Stored data entries:
>>>>>

PR #2023, opened 2022-01-17
FINERACT-1490: SSL configuration based on application.properties

vidakovic:
## Description

SSL and Tomcat (performance) configuration via environment variables and without recompiling.


vidakovic:
@ptuomola FYI: #2024 will fix this one, too or at least it will make the fix easier.

SubhamPramanik:
@vidakovic Currently Fineract API doesn't really work without HTTPS (Through port 8080).
Does this PR removes the dependency of HTTPS and all APIs work normally through 8080?
Or does this PR only makes it easier to configure the SSL settings but APIs still require HTTPS?

ptuomola:
> @vidakovic Currently Fineract API doesn't really work without HTTPS (Through port 8080). Does this PR removes the dependency of HTTPS and all APIs work normally through 8080? Or does this PR only makes it easier to configure the SSL settings but APIs still require HTTPS?

I think it will still require SSL. If we want to disable that, we need to modify the SecurityConfig where we currently require that all calls to /api are thorough a secure channel

vidakovic:
@ptuomola yes, you are right... I would make that part (require HTTPS for REST calls) also configurable. I have something similar running in a modified version of Fineract that runs behind a proxy (NGinx); the proxy handles all the SSL related stuff... I think this is a quite common setup... and in my case I just wanted to save some CPU cycles (NGinx is - I think - faster and more flexible).
I'll attack this PR again when I have the improved database configuration ready.
Thanks again for checking Petri.

SubhamPramanik:
Thanks for the insight. Much appreciated!

Something to add, if you can make the HTTPS requirement configurable that would be great. I will send in a PR for Fineract to work with GitPod properly. Currently, the APIs don't really work in GitPod as HTTPS traffic/tunnelling is not supported in GitPod.

galovics (approved):
Looks good to me.

ptuomola:
@vidakovic looks like some checkstyle errors... can you fix and we can then merge?

vidakovic:
@ptuomola yep, finally have some time to take care of this

vidakovic:
... still investigating why one test is failing. FYI

vidakovic:
I think I know what's going on... the SSL settings are not properly applied  in Tomcat/WAR use case (i. e. integration testing)... ok, will check.

vidakovic:
I just verified locally the failing tests... and they run without a hitch...

vidakovic:
@ptuomola @galovics ... hosanna... it worked! In the end Cargo (well, Tomcat) didn't like the base path property in application.properties... so I just removed it, defaults are fine. Having said that: this PR is needed, because Tomcat deployments will very likely fail without this fix. FYI

francisguchie:
> @ptuomola @galovics ... hosanna... it worked! In the end Cargo (well, Tomcat) didn't like the base path property in application.properties... so I just removed it, defaults are fine. Having said that: this PR is needed, because Tomcat deployments will very likely fail without this fix. FYI

@vidakovic  thank you for thinking about Tomcat users - i am heavily one of them

vidakovic:
@francisguchie no problem at all... and as long as the community wants/needs a WAR file there will be one... in between releases 1.5 and 1.6 there was just a short moment when the WAR build was not properly working, but those issues are fixed. Things will get even easier once we have full Testcontainer support (working on it) which will replace the Cargo plugin based integration testing that we currently have. 

Here's another idea: in those Testcontainer unit tests we could also do - kind of - integration tests that cover WAR deployments in multiple application containers like Jetty, Tomcat, Undertow, JBoss... at least to show that the WAR is properly started in those environments... have to think about this... wondering if the community would like to use something else than Tomcat?

vorburger:
FYI I think Fineract (Spring Boot, realy) actually does work without HTTP IFF it's behind a Proxy. I had set up https://www.fineract.dev like that on GCP. I forgot the details, it's been two years ago, I would need to look up. There is some standard HTTP headers, if I remember correctly. Please create a new JIRA about that if anyone wants to follow-up and assign it to me and I'll try to add some documentation about this.

vorburger:
Oh wait now I know why this felt so familiar... I already wrote that doc, back then!

See https://github.com/apache/fineract/blob/develop/fineract-doc/src/docs/en/deployment.adoc#https

#2084 raised to link what was added here to that.

PR #2024, opened 2022-01-17
FINERACT-1492: Hikari configuration based on application properties

vidakovic:
## Description

Hikari configuration based entirely on application.properties. Tuning can be done via environment variables without recompiling. I got also rid unnecessary configuration classes and environment variables. No additional environment variables for the tenant databases; everything necessary is discovered via the Hikari configuration.


vidakovic:
@awasum could you have a look at this please and approve? Simplifies configuration. Thanks in advance :-)

ptuomola:
Hi - I was looking at this and fully agree it's a great improvement - makes
things a lot cleaner and simpler.

The only concern I have is: it will break everyone's current configuration.

Do you think it would make sense to make this change backward compatible?
Ie use the same environment variables if they have been defined.

francisguchie:
@ptuomola  @vidakovic - if you read  [FINERACT-1115](https://issues.apache.org/jira/browse/FINERACT-1115), you can see the dilemma that you just solved. In my simple understanding, I agree to removal of recompilation.

vidakovic:
@ptuomola ... valid point... how about this: I'll add a easily removable compatibility - java - configuration that is activated only if these old (deprecated) configs are detected (environment variables etc.) and spins up things with a fat warning message on the console telling people to migrate their configuration?

ptuomola:
Sounds like a great plan! That allows us to move to the new standard while keeping backward compatibility for at least a few releases….

vidakovic:
@ptuomola ... finally I found a quiet moment to wrap this up. While I was at it I introduced a mapping class for Fineract related properties (everything prefixed `fineract.*` in `application.properties`); those properties are mapped now to `org.apache.fineract.infrastructure.core.config.FineractProperties` for type safe access and avoiding all these `@Value(..)` annotations. Mapping the properties to a class also has advantages when doing configuration changes in a Kubernetes environment. The criteria I use to activate the backwards compatible configuration is a check on environment variable `fineract_tenants_driver` (if it's empty then the new configuration is assumed, if not empty then `org.apache.fineract.infrastructure.core.config.CompatibilityConfig` is activated. As we discussed: if the deprecated configuration is used then a warning is printed to the console.

I've added some additional hints to the README and to docker-compose.yml. The Docker Compose file is configured to use the new stuff (with more options to tweak the Hikari pool configuration).

I've tried both configs, work as advertised. Would be great if you could approve to get this stuff out of the way for the next release. Thanks again.

galovics (approved):

PR #2029, opened 2022-02-07
FINERACT-1497: Fixing Swagger Code generation on Windows

galovics:
## Description

## Checklist

### DIFF
--- a/fineract-client/build.gradle
+++ b/fineract-client/build.gradle
@@ -31,7 +31,7 @@ openApiMeta {
 }
 
 openApiValidate {
-    inputSpec = "file://$swaggerFile"
+    inputSpec = "file:///$swaggerFile"
     recommend = true
 }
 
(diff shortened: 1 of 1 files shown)


galovics:
Note that this is aimed to be included in 1.7. Not necessary for 1.6.

ptuomola:
I recall that file:// was added because otherwise the generator tried to use classloader to load the file, and this did not work in some scenarios. But let's try - maybe there have been other changes that mean this now works...

ptuomola:
Btw @vidakovic any idea why the integration tests are now super-fast? All of them completed in 10 minutes in this build - they used to take around 1 hour... whatever you've changed has really made a huge difference! :-)

ptuomola:
Now looking into this, I thought this was changed because without this, the incremental build did not work correctly. But looks like the incremental build is now broken for fineract-client anyway and a full rebuild is always triggered. What's even worse looks like the rebuild now fails in :fineract-client:licenseGenerated when the first build has worked. So something is quite broken with the fineract-client build. Need to investigate when it was broken - at the very least, clean / build or just build should work, and ideally even work as an incremental build running only the steps that are required.

galovics:
@ptuomola Thanks for taking the time and giving feedback. I appreciate.
Your point is probably valid and in some corner cases this doesn't work and I'm not sure if this is going to work in all environments.

The reason why on Windows this didn't work is because the file URI schema is not followed. 
The `file://` prefix is missing an extra slash since it's pointing to a local file. According to the RFC, this is not a valid URI scheme for files but some systems accept it. [RFC here](https://datatracker.ietf.org/doc/html/rfc8089#appendix-B)

To make sure this still works the way it should, instead of removing the file URI prefix, I added the extra missing slash to make sure it's compliant with the RFC and that's something Windows also accepts. The end result is `file:///`

See the updated PR.

ptuomola (approved):
LGTM

PR #2041, opened 2022-02-21
FINERACT-1509: Gradle wrapper missing in source distribution

vidakovic:
## Description

Looks like we forgot to add the Gradle wrapper files to the source distribution; without it the "gradlew" command doesn't work.

### DIFF
--- a/fineract-war/build.gradle
+++ b/fineract-war/build.gradle
@@ -93,7 +93,7 @@ distributions {
 
         contents {
             from "$rootDir/"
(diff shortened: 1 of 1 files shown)


vidakovic:
@ptuomola ... would be great if you could approve this one as soon as possible. I'd like to start voting on the release 1.6.0 as early as possible tomorrow. The distribution works otherwise; looks like we didn't have the Gradle wrapper JAR included in previous releases either...

galovics (approved):

PR #2053, opened 2022-02-24
Merge release 1.6.0

vidakovic:


vidakovic:
@ptuomola ... would be great if you could approve this one... as you can see there's only a small diff... only thing this does: apply automatically proper version based on Git tag/hash (in release we have a different pattern). Note: for the next release (1.7.x) I'll try to automate this more with JReleaser (for most parts) and maybe a little custom plugin to handle the Apache specifics.

ptuomola:
Hi @vidakovic do you still need this? The only delta shown is a commented out line, so I'm assuming this needs to be at least rebased before it makes sense...

vidakovic:
@ptuomola Hi Petri... this is already released (see: https://github.com/apache/fineract/blob/1.6.0/build.gradle#L89). It's just to keep this in sync. The only reason to have those two lines is to have the right version pattern when doing a release. This is at the moment done by manually enabling/disabling those lines (on a release branch). I have another improvement lined up to make the release less of a manual experience (including the version pattern)... I think we can reduce the manual steps a lot by using JReleaser + a little custom Gradle plugin to take care of any Fineract/Apache specific steps.

vidakovic:
FYI: conflict resolved.

ptuomola:
LGTM

PR #2058, opened 2022-03-05
Create initial dependabot.yml (FINERACT-1453)

vorburger:
see FINERACT-1453


vorburger:
I hope none of the active committers minds if as the rare "exception to the general rule" I'll go ahead and "self merge" this PR? (I generally think we should almost never do that, because peer review even for small changes almost always does have value, IMHO. This kind of "repo infrastructure" kind of thing may be the rare exception, because you can't really "test" this type of change, without just merging it.)

ptuomola:
Agreed @vorburger - happy to merge this for you, or for you to self merge

PR #2144, opened 2022-03-11
FINERACT-1483: fix Sonar bugs with Blocker and Critical severity

taskain7:
## Description

Bugs reported by Sonar with `Blocker` and `Critical` severities have been fixed

### DIFF
--- a/fineract-provider/src/main/java/org/apache/fineract/portfolio/client/domain/ClientRepositoryWrapper.java
+++ b/fineract-provider/src/main/java/org/apache/fineract/portfolio/client/domain/ClientRepositoryWrapper.java
@@ -44,6 +44,7 @@ public class ClientRepositoryWrapper {
         this.context = context;
     }
 
+    @Transactional(readOnly = true)
     public Client findOneWithNotFoundDetection(final Long id) {
         return this.findOneWithNotFoundDetection(id, false);
     }
@@ -77,6 +78,7 @@ public class ClientRepositoryWrapper {
         this.repository.flush();
     }
 
+    @Transactional(readOnly = true)
     public Client getActiveClientInUserScope(Long clientId) {
         final Client client = this.findOneWithNotFoundDetection(clientId);
         if (client.isNotActive()) {
--- a/fineract-provider/src/main/java/org/apache/fineract/portfolio/loanaccount/domain/LoanRepositoryWrapper.java
+++ b/fineract-provider/src/main/java/org/apache/fineract/portfolio/loanaccount/domain/LoanRepositoryWrapper.java
@@ -44,6 +44,7 @@ public class LoanRepositoryWrapper {
         this.repository = repository;
     }
 
+    @Transactional(readOnly = true)
     public Loan findOneWithNotFoundDetection(final Long id) {
         return this.findOneWithNotFoundDetection(id, false);
     }
--- a/fineract-provider/src/main/java/org/apache/fineract/portfolio/loanaccount/loanschedule/domain/LoanApplicationTerms.java
+++ b/fineract-provider/src/main/java/org/apache/fineract/portfolio/loanaccount/loanschedule/domain/LoanApplicationTerms.java
@@ -1773,7 +1773,7 @@ public final class LoanApplicationTerms {
 
     }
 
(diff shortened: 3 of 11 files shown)


fineract-provider/src/main/java/org/apache/fineract/portfolio/client/domain/ClientRepositoryWrapper.java
```diff
@@ -44,6 +44,7 @@ public ClientRepositoryWrapper(final ClientRepository repository, final Platform
         this.context = context;
     }
 
+    @Transactional
```
vidakovic: Are the "@Transactional" annotations really needed here? This is technically not solving the Sonar issues... I'd remove them for now... and if there's a reason why to put them then please add them to another PR

fineract-provider/src/main/java/org/apache/fineract/portfolio/loanaccount/loanschedule/domain/LoanApplicationTerms.java
```diff
@@ -1773,7 +1773,7 @@ private void updateRecurringMoratoriumOnPrincipalPeriods(Integer periodNumber) {
 
     }
 
-    public void setTotalPrincipalAccounted(Money totalPrincipalAccounted) {
+    public void setTotalPrincipalAccountedForInterestCalculation(Money totalPrincipalAccounted) {
```
vidakovic, line 1776: Why is the name of the method a problem?

fineract-provider/src/main/java/org/apache/fineract/portfolio/client/domain/ClientRepositoryWrapper.java
taskain7: Self-invocation cannot make @Transactional to take effect. @Transactional tells spring to create a proxy around the object. The proxy intercepts calls to the object from other objects, but it does not intercept calls within the object. And nested @Transactional is not a problem, because the default option is REQUIRED, so if `findOneWithNotFoundDetection(final Long id)` method has already opened a transaction, then `findOneWithNotFoundDetection(final Long clientId, final boolean loadLazyCollections)` won't be open a new one.

fineract-provider/src/main/java/org/apache/fineract/portfolio/loanaccount/loanschedule/domain/LoanApplicationTerms.java
taskain7: There is also a `totalPrincipalAccounted` field in this object, so the original name of the setter is misleading, and does not do what says.

awasum:
@taskain7 Thanks for the contributions. Looks like there is a checkstyle issue somewhere in the PR: https://github.com/apache/fineract/runs/5512932230?check_suite_focus=true

Check the logs of the build failures above.

taskain7:
Thank you @awasum , I fixed, now it should pass the build

fineract-provider/src/main/java/org/apache/fineract/portfolio/loanaccount/loanschedule/domain/LoanApplicationTerms.java
vidakovic: ... makes sense

fineract-provider/src/main/java/org/apache/fineract/portfolio/loanaccount/domain/LoanRepositoryWrapper.java
```diff
@@ -44,6 +44,7 @@ public LoanRepositoryWrapper(final LoanRepository repository) {
         this.repository = repository;
     }
 
+    @Transactional
```
vidakovic: Missing: @Transactional(readOnly = true)

vidakovic: @taskain7 ... could please fix this one remaining read-only transaction? Then we can tick this one of and merge. Thanks again for this contribution.

vidakovic (approved):
LGTM

PR #2171, opened 2022-03-22
FINERACT-1532: Create an example for pluggability

vidakovic:
Proof of concept to demonstrate modularity with a minimum of additional configuration. Documentation started.


fineract-provider/src/main/resources/META-INF/spring.factories
```diff
@@ -0,0 +1,2 @@
+org.springframework.boot.autoconfigure.EnableAutoConfiguration=\
```
galovics: Since this is part of the intermediate solution - while the modules are properly extracted - does it make sense to have it configured like this? The component scan would pick this up after all in fineract-provider. Thoughts?

galovics (commented):
Looks really good.
One question though @vidakovic, wouldn't it make sense to extract the NoteReadPlatformService/NoteWritePlatformService interfaces along with the NodeData DTO class into a separate "note" module as well? That could kick things off and we have a very real example.

fineract-provider/src/main/resources/META-INF/spring.factories
vidakovic: ... yeah... was thinking the same when I put it in place... I guess technically we don't need it in this setup... probably my thinking was to put stuff in place and later move to separate modules; I guess there's an argument to keep only the bare minimum.
What I'll do: add a section in the documentation describing the anatomy of a clean module;  anyone who wants to port an existing or creating a new one has then a detailed todo list. Alright, working on it.

galovics (approved):

PR #2186, opened 2022-03-25
FINERACT-1547: Cleanup credit bureau dependency in infrastructure core

vidakovic:
In the infrastructure core packages we should never use any cross dependency to any other package. "CommandProcessingResult" contains an attribute with a type "CreditBureauReportData". We should apply the same strategy as with attribute "changes": convert to "Map<String, Object>".


galovics (approved):
Looks good for now but it seriously hits me in the face why a generic CommandProcessingResult should contain any specifics to the creditBureauReport.

Let's merge it but later on we might need to come back and further improve.

PR #2188, opened 2022-03-26
FINERACT-1550: Fix repetitive JdbcTemplate/RoutingDataSource injection

vidakovic:
We are creating a lot of JdbcTemplate instances just to ensure that we use RoutingDataSource with it. It's way easier to do this once in a Spring Java config class and then just inject the JdbcTemplate. I'm not entirely sure what impact this change will have on memory usage, doing 150x `new JdbcTemplate(...)` must have an effect.

In a couple of places the data source object wsa stored in service classes, but never used. I cleaned this up.

Another nice side effect of this cleanup action: we are **NOT** exposing any internal details (RoutingDataSource)  in our ser

### DIFF
--- a/fineract-provider/src/main/java/org/apache/fineract/infrastructure/core/config/JdbcConfig.java
+++ b/fineract-provider/src/main/java/org/apache/fineract/infrastructure/core/config/JdbcConfig.java
@@ -1,0 +1,39 @@
+/**
+ * Licensed to the Apache Software Foundation (ASF) under one
+ * or more contributor license agreements. See the NOTICE file
+ * distributed with this work for additional information
+ * regarding copyright ownership. The ASF licenses this file
+ * to you under the Apache License, Version 2.0 (the
+ * "License"); you may not use this file except in compliance
+ * with the License. You may obtain a copy of the License at
+ *
+ * http://www.apache.org/licenses/LICENSE-2.0
+ *
+ * Unless required by applicable law or agreed to in writing,
+ * software distributed under the License is distributed on an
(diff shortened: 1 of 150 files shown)


fineract-provider/src/main/java/org/apache/fineract/infrastructure/core/config/JdbcConfig.java
```diff
@@ -0,0 +1,42 @@
...
+import org.springframework.context.annotation.Configuration;
+import org.springframework.context.annotation.Primary;
+import org.springframework.jdbc.core.JdbcTemplate;
+import org.springframework.jdbc.core.namedparam.NamedParameterJdbcTemplate;
+
+@Configuration
+public class JdbcConfig {
+
+    @Bean
+    @Primary
```
galovics: Question, is the @Primary really needed or it's just for safety?

galovics (commented):
Looks good. One comment though.

fineract-provider/src/main/java/org/apache/fineract/infrastructure/core/config/JdbcConfig.java
vidakovic: Nothing escapes your eyes ;-) ... yes, just for safety, but I'll actually try to remove before final approval, I think it should work... the slimmer the better.

vidakovic:
Alright... the cancelled build yesterday was only a hiccup on Github Actions.

IOhacker:
LGTM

<<<<<

Search the entries for the word "same" and copy every line that holds it.

Ie use the same environment variables if they have been defined.
vidakovic: ... yeah... was thinking the same when I put it in place... I guess technically we don't need it in this setup... probably my thinking was to put stuff in place and later move to separate modules; I guess there's an argument to keep only the bare minimum.
In the infrastructure core packages we should never use any cross dependency to any other package. "CommandProcessingResult" contains an attribute with a type "CreditBureauReportData". We should apply the same strategy as with attribute "changes": convert to "Map<String, Object>".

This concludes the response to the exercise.